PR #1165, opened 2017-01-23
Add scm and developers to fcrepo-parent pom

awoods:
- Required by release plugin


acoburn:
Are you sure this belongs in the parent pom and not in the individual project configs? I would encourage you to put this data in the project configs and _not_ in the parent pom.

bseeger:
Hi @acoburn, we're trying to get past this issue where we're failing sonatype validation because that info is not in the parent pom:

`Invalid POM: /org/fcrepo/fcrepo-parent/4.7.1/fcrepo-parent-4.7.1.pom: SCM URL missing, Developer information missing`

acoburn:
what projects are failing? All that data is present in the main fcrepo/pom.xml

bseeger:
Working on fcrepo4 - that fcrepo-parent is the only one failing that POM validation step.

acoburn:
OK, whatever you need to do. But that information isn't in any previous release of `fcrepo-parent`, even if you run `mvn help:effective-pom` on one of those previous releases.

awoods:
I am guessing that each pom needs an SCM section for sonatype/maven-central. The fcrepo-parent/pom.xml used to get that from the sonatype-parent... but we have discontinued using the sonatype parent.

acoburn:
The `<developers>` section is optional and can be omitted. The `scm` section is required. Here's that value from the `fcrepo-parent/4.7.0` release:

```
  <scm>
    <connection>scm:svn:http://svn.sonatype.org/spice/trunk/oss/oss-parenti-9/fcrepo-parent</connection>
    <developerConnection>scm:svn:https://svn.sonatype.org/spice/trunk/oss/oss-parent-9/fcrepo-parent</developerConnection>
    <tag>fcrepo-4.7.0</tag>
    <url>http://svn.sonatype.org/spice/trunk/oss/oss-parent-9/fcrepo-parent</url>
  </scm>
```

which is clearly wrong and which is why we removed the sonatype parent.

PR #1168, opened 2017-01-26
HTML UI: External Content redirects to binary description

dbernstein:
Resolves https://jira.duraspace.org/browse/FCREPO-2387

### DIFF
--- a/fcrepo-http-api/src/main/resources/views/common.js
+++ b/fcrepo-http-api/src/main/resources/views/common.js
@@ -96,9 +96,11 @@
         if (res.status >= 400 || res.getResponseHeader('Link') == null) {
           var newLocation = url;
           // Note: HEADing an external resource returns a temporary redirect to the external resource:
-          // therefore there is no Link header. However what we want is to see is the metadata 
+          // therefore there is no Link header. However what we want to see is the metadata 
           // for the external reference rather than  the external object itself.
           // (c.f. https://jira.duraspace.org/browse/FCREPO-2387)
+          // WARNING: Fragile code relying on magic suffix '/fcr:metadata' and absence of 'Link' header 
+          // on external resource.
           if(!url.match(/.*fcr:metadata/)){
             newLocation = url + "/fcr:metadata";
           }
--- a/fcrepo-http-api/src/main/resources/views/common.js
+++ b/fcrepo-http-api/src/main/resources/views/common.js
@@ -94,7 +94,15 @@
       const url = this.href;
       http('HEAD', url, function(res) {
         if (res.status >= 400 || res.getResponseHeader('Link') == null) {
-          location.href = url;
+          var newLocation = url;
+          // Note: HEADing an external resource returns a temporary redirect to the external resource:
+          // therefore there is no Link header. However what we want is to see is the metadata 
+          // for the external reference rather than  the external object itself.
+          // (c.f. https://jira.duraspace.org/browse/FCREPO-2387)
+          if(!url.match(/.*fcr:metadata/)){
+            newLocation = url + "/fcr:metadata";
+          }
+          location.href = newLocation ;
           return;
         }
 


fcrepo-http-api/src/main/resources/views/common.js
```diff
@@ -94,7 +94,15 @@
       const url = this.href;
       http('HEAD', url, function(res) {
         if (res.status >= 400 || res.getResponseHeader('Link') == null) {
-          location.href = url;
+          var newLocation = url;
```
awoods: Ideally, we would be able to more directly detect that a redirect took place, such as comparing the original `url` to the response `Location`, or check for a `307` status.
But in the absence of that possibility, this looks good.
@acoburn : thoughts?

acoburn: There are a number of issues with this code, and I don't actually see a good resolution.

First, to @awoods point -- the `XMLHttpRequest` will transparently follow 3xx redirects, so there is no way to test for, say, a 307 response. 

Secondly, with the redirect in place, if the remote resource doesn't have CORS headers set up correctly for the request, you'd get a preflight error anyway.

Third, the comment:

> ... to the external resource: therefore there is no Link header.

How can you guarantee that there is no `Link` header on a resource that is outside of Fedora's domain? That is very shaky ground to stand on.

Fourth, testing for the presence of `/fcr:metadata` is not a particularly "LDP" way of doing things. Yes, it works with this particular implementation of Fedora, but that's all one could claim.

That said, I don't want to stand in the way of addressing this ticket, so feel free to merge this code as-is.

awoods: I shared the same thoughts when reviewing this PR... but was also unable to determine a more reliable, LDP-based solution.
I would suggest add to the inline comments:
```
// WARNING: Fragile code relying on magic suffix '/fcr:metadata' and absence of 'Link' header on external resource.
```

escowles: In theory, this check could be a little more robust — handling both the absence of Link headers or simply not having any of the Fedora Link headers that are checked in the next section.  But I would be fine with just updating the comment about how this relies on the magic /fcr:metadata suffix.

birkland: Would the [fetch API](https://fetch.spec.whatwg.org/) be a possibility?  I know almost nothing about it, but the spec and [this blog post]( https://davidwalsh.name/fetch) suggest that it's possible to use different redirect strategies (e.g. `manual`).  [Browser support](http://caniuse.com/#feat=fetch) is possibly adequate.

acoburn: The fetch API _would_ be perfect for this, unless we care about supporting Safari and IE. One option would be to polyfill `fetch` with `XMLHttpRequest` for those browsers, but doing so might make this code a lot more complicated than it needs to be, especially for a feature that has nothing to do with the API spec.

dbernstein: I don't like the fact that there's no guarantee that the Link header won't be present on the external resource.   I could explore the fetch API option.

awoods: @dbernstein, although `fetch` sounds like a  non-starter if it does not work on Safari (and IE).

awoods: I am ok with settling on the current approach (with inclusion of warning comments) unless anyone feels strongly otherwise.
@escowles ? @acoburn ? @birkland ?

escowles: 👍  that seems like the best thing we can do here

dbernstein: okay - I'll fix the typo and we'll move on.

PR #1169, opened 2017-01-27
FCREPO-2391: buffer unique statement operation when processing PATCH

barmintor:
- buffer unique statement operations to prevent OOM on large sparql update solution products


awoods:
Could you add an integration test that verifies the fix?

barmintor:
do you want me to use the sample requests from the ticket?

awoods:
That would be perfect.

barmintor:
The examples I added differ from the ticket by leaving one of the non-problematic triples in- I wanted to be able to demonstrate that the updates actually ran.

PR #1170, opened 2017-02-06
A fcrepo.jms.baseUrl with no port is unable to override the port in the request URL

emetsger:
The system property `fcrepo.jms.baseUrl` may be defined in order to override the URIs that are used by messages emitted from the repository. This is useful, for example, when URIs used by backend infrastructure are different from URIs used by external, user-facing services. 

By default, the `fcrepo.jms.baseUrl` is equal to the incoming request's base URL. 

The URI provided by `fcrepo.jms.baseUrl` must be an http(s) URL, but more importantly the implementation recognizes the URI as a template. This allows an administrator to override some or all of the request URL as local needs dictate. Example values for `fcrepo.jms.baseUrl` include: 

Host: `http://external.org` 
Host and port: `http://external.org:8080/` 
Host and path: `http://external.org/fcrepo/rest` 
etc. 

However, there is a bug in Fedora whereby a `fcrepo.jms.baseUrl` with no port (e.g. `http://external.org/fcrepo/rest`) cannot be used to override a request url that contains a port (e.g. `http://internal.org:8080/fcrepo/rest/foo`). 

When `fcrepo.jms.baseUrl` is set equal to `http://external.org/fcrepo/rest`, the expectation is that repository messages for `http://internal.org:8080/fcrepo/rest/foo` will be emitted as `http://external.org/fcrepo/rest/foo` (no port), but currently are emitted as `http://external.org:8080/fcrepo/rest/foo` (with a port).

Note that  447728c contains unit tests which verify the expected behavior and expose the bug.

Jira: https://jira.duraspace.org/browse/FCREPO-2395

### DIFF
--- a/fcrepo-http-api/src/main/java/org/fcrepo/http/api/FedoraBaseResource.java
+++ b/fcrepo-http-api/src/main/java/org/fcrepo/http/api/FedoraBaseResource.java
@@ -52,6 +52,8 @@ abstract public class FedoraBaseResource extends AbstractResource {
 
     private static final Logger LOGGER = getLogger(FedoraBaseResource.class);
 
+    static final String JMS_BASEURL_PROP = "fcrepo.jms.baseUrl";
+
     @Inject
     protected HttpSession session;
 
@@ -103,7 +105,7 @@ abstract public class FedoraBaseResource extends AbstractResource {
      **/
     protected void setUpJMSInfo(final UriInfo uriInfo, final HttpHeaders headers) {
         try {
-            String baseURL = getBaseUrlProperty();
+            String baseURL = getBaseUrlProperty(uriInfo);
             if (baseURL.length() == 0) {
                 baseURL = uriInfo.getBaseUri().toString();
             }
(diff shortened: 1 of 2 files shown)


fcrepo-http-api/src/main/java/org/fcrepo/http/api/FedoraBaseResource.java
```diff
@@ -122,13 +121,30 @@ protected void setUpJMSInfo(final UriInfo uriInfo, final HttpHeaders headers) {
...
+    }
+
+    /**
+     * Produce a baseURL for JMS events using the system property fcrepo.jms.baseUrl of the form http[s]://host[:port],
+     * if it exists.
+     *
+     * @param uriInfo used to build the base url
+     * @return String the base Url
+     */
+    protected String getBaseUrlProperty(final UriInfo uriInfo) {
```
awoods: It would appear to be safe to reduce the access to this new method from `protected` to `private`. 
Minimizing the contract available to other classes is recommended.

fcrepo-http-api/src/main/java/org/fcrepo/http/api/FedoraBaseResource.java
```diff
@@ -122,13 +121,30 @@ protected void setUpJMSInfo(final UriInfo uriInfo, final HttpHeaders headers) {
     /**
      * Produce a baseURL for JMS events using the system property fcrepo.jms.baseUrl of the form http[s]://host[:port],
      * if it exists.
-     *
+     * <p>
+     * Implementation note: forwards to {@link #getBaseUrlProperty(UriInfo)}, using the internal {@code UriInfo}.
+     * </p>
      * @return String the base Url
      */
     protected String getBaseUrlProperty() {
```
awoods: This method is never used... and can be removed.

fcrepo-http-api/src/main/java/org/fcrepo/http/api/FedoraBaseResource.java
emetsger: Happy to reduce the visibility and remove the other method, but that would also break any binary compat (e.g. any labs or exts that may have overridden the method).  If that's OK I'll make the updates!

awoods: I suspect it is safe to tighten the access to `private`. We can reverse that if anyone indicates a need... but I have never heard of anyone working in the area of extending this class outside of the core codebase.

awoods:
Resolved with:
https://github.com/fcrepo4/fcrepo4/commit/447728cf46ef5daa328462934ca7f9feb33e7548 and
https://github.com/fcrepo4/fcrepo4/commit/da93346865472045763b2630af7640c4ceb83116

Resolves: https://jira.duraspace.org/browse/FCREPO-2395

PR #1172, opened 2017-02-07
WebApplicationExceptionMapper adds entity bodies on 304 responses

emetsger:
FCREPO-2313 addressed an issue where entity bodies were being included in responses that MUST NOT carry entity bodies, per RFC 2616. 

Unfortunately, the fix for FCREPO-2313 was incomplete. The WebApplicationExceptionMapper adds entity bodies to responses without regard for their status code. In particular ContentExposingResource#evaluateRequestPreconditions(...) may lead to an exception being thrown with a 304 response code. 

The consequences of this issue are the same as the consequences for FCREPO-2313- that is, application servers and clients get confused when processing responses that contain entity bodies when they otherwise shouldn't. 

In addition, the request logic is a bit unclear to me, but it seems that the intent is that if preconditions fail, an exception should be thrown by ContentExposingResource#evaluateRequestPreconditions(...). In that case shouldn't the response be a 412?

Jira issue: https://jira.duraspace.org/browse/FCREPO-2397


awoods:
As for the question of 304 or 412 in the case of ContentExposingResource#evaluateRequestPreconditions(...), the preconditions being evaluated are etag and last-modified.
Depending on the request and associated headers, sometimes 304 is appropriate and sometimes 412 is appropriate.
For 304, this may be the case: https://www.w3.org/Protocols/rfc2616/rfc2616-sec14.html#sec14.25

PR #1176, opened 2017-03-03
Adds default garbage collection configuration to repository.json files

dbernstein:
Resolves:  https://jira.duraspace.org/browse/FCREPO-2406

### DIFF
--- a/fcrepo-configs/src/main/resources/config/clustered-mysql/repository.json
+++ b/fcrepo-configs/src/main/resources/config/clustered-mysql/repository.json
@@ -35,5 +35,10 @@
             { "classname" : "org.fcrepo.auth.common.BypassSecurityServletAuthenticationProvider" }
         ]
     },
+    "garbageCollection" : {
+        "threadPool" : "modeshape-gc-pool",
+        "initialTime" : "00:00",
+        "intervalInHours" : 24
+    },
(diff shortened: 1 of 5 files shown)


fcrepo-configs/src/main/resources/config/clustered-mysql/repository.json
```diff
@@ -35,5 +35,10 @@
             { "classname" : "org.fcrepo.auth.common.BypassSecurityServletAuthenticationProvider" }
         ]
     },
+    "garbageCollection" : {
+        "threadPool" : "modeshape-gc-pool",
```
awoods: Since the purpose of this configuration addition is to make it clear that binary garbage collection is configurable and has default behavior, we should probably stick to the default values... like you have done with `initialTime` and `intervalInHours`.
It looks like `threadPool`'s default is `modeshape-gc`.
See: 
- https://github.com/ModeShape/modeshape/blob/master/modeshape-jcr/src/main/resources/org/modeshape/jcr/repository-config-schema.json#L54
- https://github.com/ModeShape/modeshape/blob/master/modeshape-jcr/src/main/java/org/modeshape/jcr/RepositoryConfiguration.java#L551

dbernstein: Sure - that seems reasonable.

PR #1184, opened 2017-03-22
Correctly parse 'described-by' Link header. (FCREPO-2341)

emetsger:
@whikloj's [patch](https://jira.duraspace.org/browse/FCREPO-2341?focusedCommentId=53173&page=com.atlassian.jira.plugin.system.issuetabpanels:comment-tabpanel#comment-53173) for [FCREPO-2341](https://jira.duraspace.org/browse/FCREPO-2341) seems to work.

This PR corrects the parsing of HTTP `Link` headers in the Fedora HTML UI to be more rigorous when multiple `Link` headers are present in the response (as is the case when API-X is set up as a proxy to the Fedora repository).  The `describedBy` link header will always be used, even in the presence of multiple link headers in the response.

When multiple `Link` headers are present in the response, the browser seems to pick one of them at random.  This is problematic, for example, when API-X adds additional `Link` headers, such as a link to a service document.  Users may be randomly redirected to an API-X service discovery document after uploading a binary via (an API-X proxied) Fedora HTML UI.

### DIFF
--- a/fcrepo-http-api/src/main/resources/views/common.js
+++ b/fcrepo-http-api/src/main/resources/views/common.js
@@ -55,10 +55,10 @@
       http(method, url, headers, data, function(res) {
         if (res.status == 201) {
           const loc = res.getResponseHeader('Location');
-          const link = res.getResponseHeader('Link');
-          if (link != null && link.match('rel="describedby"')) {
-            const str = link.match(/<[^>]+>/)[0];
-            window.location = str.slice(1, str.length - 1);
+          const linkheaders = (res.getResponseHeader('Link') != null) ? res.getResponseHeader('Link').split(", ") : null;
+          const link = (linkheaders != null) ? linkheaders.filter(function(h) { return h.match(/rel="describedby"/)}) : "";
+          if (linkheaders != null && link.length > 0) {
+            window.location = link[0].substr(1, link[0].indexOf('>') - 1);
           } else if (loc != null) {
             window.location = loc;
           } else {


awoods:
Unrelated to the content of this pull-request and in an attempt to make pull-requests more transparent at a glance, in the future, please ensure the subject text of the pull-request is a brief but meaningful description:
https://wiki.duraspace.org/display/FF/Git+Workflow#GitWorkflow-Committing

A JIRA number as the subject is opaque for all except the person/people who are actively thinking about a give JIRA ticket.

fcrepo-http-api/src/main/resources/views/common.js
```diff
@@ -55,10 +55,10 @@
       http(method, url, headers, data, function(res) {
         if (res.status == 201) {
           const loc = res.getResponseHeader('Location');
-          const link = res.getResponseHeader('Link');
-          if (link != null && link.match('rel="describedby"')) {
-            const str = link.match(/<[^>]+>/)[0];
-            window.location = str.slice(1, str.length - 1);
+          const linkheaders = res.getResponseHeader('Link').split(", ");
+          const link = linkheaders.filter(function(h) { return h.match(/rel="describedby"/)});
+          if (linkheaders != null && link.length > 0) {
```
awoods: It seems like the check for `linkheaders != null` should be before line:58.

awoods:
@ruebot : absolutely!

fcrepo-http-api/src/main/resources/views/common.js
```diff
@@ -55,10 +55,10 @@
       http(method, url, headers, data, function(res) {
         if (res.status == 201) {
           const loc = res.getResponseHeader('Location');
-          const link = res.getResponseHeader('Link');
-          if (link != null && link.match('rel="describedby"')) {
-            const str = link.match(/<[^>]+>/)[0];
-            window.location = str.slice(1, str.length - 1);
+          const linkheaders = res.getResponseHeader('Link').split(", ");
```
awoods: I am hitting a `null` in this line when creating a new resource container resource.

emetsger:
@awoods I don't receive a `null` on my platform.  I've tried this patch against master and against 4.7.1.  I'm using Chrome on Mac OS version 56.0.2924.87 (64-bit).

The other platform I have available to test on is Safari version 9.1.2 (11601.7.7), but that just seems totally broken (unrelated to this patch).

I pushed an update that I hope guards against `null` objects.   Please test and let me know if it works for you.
══════
Wherever the string "updates" is found in the listing above, copy the line that contains it.

• YOUR RESPONSE
The examples I added differ from the ticket by leaving one of the non-problematic triples in- I wanted to be able to demonstrate that the updates actually ran.
emetsger: Happy to reduce the visibility and remove the other method, but that would also break any binary compat (e.g. any labs or exts that may have overridden the method).  If that's OK I'll make the updates!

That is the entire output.